Starting with the exact coefficients and carrying about a hundred digits throughout the computations for precision and accuracy, I got the following roots.
$$ \begin{array}{|r|r|r|}\hline \text{Roots of $p(x)$} & \text{Roots of $q(x)$} & \frac{|\text{Roots}(p(x))-\text{Roots}(q(x))|}{|\text{Roots}(p(x))|}\cdot100\%\\ \hline -1.7613269 & -1.7613263 & 0.00003277 \\ -1.3071486 & -1.3071486 & 1.70941691\times10^{-13} \\ -1.64439487\times10^{-16} & 0 & 100 \\ 0.39708223 & 0.39708223 & 1.72600660\times10^{-14} \\ -1.7613452-0.0000106 i & -1.7613455-0.0000111 i & 0.00003276 \\ -1.7613452+0.0000106 i & -1.7613455+0.0000111 i & 0.00003276 \\\hline \end{array} $$
The first column shows the roots of $p(x)$. The second column shows the roots of the perturbed $q(x)$. The third column shows the relative difference in the roots in percent. The absolute value in the third column is the usual norm in $\mathbb{R}$ or $\mathbb{C}$ as appropriate. The relative changes are small so that you can see that none of the roots really changed significantly.

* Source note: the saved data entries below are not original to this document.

PR #1456, opened 2022-12-19
IGNITE-18206 Sql. Prohibit using 2-phase aggregates with distinct accumulator on map phase

zstan:


modules/sql-engine/src/main/java/org/apache/ignite/internal/sql/engine/rule/HashAggregateConverterRule.java
```diff
@@ -74,6 +77,21 @@ protected PhysicalNode convert(RelOptPlanner planner, RelMetadataQuery mq,
         }
     }
 
+    /**
+     * Return {@code true} if observes COUNT and DISTINCT simultaneously in aggregate.
+     *
+     * @param aggCalls Aggregates.
+     * @return {@code true} If found, {@code false} otherwise.
+     */
+    private static boolean countWithDistinctAgg(List<AggregateCall> aggCalls) {
```
korlov42, line 86: what about other aggregate functions?

zstan: /me just narrow thinking ) fixed

modules/sql-engine/src/test/java/org/apache/ignite/internal/sql/engine/planner/AggregatePlannerTest.java
```diff
@@ -372,6 +373,63 @@ public void colocated(AggregateAlgorithm algo) throws Exception {
...
+
+    /**
+     * Check that plan does not contain distinct accumulators on map nodes.
+     *
+     * @param sql Request string.
+     * @param publicSchema Schema.
+     * @throws Exception If failed.
+     */
+    private void checkDistinctInMapAggNode(String sql, IgniteSchema publicSchema) throws Exception {
+        String[][] disabledRules = new String[][] {{""}, {"MapReduceHashAggregateConverterRule"},
```
korlov42, line 419: Why do we need an empty string here?

korlov42 (approved):

modules/sql-engine/src/test/java/org/apache/ignite/internal/sql/engine/planner/AggregatePlannerTest.java
zstan: discussed in messenger, will be change a bit.

PR #1458, opened 2022-12-19
IGNITE-18050 Possible phantom reads during sorted index scan

vldpyatkov:
https://issues.apache.org/jira/browse/IGNITE-18050

### DIFF
--- a/modules/runner/src/integrationTest/java/org/apache/ignite/internal/table/ItTableScanTest.java
+++ b/modules/runner/src/integrationTest/java/org/apache/ignite/internal/table/ItTableScanTest.java
@@ -23,6 +23,7 @@ import static org.junit.jupiter.api.Assertions.assertEquals;
 import static org.junit.jupiter.api.Assertions.assertFalse;
 import static org.junit.jupiter.api.Assertions.assertNotNull;
 import static org.junit.jupiter.api.Assertions.assertNull;
+import static org.junit.jupiter.api.Assertions.assertThrows;
 import static org.junit.jupiter.api.Assertions.assertTrue;
 
 import java.nio.ByteBuffer;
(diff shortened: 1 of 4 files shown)


modules/table/src/main/java/org/apache/ignite/internal/table/distributed/SortedIndexLocker.java
```diff
@@ -95,39 +96,54 @@ public CompletableFuture<Void> locksForLookup(UUID txId, BinaryRow tableRow) {
      * @return A future representing a result.
```
denis-chudov, line 96: there is no description, what is the result. Same for `acquireLockNextKey`.

modules/runner/src/integrationTest/java/org/apache/ignite/internal/table/ItTableScanTest.java
```diff
@@ -427,6 +428,55 @@ public void pureTableScan(Function<InternalTransaction, CompletableFuture<Intege
...
 
+    @Test
+    public void testTwiceScanInTransaction() throws Exception {
+        TableImpl table = getOrCreateTable();
+
+        InternalTable internalTable = table.internalTable();
+
+        KeyValueView kvView = table.keyValueView();
+
+        UUID soredIndexId = getSortedIndexId();
```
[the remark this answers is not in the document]
vldpyatkov: Done.

modules/table/src/main/java/org/apache/ignite/internal/table/distributed/SortedIndexLocker.java
vldpyatkov: Added description.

The magnitude of the entire difference vector of the roots is $$||\text{Roots}(p(x))-\text{Roots}(q(x))||_2=9.995367\times10^{-7}$$ and indeed the roots changed very little. This is all relative because another perspective is that a change of the order $10^{-17}$ to the coefficient vector caused the magnitude of the roots vector to change by almost $10^{-6}$ which is eleven orders of magnitude. This is gigantic from another point of view. The vector function which maps the coefficients of a polynomial to its roots is indeed continuous. But being continuous doesn't restrict the gradient in anyway. It can be large or small. And in this case, the gradient of this vector function just happens to be very large at this particular point in its domain.
Solution 2:
If $r$ is a root, thought of a a function of $a_0$, then by implicit differentiation we get $$ \dfrac{dr}{da_0} = - \frac{1}{p'(r)}$$
The roots that will be strongly affected by a small change to $a_0$ are those for which $|p'(r)|$ is small - in particular, multiple roots, which are those where $p'(r) = 0$.
EDIT: On the other hand: given any simple closed contour $\Gamma$ such that no root is on $\Gamma$, let $\eta = \inf_{z \in \Gamma} |p(z)|$. Then any change to $a_0$ by less than $\eta$ in absolute value will leave constant the number of roots inside $\Gamma$, counted by multiplicity.
Solution 3:
The general dictum is that the roots of the polynomial vary continuously with the coefficients, but not analytically.
Typical of what makes the "trajectories" of roots follow curves that are not analytic is what happens to a double root as it reaches the origin. That is consider $x^2 = \varepsilon$, so that small positive values of $\varepsilon$ give you a pair of distinct (positive/negative) real roots which become a double root at $\varepsilon = 0$. If $\varepsilon$ become small negative, the two roots which coalesced at zero fly off as a conjugate pair, i.e. going along a trajectory at right angles to the trajectory that brought the pair together as a double root.